Look through the lines below; wherever the word "field" appears, copy that line.

DATA FOR THIS TASK:

==========

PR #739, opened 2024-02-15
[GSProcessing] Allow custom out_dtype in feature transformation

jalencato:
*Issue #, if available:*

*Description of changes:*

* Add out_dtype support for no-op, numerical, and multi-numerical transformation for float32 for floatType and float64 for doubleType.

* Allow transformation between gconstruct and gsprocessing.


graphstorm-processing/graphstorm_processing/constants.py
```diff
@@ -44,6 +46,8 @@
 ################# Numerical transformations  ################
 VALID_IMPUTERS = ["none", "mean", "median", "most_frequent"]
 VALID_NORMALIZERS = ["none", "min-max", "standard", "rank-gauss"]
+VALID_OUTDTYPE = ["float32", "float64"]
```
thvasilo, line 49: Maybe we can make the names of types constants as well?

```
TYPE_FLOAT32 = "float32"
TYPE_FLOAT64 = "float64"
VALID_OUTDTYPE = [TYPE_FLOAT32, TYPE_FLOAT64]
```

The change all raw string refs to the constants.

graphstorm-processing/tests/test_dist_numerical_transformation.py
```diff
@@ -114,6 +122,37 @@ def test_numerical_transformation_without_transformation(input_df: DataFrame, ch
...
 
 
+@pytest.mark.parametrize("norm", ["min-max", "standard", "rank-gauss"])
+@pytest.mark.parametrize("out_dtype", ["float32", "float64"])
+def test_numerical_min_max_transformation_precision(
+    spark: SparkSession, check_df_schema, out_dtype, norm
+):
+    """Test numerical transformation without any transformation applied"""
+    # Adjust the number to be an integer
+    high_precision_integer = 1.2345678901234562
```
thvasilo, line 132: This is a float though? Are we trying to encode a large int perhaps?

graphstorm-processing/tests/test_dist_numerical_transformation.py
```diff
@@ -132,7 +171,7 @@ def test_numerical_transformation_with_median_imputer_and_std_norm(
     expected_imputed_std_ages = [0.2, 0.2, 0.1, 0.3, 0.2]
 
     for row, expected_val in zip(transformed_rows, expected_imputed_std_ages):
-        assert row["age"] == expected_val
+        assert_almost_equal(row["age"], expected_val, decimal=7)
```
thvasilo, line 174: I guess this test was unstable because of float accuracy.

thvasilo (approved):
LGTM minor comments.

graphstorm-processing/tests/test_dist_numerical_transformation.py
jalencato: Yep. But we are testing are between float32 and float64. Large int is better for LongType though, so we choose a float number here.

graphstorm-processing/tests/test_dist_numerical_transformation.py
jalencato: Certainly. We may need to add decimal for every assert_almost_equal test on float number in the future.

==========

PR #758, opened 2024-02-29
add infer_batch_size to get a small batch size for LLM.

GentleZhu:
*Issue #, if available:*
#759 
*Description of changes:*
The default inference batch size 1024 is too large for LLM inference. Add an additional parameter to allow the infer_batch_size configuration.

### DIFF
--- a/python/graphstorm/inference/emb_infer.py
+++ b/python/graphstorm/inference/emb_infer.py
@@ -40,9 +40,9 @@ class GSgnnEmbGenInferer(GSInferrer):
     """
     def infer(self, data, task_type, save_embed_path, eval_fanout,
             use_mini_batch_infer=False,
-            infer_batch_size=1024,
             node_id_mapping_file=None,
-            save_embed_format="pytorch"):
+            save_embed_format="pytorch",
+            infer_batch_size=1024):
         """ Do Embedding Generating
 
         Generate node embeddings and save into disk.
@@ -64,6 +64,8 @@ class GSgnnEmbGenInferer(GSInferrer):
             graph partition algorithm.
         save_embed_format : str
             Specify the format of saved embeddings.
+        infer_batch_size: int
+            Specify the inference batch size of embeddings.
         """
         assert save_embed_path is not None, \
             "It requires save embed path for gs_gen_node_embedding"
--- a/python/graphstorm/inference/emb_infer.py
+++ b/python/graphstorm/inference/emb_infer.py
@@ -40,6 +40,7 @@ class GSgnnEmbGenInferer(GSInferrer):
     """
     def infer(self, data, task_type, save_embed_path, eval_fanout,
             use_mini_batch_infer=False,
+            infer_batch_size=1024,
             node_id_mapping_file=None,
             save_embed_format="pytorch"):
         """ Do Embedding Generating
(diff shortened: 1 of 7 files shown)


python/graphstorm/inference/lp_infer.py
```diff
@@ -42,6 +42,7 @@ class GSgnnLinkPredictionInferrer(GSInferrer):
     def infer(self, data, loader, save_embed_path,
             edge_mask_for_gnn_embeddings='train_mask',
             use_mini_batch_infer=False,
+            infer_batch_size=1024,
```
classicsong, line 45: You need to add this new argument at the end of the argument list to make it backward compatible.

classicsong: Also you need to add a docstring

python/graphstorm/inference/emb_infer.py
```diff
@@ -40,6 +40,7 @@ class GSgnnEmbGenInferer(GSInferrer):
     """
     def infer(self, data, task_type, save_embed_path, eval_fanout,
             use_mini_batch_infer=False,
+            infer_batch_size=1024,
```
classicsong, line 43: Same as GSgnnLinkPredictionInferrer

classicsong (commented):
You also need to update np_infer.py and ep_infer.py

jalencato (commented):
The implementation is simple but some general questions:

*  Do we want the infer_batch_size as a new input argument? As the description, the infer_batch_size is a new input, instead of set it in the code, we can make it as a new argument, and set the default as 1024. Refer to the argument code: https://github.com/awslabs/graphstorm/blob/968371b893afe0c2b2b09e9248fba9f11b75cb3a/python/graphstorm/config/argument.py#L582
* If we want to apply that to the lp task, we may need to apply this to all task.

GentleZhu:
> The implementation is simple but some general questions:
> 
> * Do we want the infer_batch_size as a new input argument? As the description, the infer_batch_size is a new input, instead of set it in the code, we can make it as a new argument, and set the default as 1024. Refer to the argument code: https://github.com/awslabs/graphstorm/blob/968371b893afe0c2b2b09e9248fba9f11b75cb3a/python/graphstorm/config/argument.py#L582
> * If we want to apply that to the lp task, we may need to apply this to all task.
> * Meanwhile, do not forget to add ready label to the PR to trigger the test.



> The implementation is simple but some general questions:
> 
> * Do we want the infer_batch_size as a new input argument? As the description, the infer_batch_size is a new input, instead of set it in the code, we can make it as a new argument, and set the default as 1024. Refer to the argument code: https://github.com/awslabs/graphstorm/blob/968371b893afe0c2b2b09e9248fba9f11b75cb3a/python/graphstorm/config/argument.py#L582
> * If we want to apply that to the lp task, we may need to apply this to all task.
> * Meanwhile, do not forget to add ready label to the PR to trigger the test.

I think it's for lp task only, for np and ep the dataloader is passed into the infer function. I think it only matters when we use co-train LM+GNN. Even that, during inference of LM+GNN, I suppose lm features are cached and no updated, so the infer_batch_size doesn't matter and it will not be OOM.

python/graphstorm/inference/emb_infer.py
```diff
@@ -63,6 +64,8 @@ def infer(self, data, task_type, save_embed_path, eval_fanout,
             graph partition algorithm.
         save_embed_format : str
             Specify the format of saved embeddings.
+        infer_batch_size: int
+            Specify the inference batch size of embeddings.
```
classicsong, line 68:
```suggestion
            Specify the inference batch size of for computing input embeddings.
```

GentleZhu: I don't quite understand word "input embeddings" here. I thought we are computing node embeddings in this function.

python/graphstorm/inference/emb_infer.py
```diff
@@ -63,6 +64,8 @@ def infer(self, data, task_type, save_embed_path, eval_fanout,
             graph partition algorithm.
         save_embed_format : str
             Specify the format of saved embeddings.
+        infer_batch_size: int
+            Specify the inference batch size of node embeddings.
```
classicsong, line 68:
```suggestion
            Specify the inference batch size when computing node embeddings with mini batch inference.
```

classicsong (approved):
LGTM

==========

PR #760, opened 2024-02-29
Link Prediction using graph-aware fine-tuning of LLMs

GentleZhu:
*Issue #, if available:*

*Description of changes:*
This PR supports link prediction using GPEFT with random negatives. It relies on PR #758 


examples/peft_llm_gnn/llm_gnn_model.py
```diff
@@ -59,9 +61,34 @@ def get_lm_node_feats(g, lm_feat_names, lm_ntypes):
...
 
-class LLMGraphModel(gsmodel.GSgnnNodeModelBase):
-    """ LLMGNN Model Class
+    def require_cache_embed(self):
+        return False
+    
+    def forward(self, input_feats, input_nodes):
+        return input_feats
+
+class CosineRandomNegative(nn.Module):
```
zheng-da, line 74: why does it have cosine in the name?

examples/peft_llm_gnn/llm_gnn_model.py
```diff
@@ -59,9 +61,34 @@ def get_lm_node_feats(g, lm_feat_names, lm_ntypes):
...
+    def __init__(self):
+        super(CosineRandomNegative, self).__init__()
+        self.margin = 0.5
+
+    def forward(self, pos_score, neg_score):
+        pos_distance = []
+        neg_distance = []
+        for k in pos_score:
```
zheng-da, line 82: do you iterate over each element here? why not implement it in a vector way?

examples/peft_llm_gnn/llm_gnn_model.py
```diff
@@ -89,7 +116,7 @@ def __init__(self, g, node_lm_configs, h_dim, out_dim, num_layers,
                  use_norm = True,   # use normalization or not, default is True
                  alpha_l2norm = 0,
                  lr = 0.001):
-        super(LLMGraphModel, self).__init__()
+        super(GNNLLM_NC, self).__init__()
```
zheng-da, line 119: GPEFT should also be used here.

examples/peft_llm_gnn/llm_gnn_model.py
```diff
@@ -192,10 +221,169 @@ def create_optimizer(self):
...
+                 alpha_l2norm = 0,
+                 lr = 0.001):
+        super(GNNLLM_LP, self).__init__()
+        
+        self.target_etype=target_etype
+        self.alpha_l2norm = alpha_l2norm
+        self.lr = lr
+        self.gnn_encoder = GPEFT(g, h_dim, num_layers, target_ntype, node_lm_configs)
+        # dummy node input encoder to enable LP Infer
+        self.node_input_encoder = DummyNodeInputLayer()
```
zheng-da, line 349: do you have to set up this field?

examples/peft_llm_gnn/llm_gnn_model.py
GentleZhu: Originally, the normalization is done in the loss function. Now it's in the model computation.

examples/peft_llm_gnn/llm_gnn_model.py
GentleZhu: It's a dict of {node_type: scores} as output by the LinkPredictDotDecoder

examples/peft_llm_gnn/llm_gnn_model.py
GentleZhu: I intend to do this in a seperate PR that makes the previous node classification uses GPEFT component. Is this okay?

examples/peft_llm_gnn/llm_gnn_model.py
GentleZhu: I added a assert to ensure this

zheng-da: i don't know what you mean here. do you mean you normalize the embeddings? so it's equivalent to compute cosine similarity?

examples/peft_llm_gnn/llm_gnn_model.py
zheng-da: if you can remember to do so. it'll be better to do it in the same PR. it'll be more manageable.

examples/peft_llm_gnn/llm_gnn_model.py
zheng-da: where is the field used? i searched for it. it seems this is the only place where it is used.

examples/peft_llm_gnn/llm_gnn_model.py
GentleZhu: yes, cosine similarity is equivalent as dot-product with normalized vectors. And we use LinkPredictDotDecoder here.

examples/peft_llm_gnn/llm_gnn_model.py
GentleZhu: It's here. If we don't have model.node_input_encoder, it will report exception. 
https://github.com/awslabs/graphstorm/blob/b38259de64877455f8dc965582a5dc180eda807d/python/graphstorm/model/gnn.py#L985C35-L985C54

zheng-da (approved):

==========

TASK RESULT:
zheng-da, line 349: do you have to set up this field?
zheng-da: where is the field used? i searched for it. it seems this is the only place where it is used.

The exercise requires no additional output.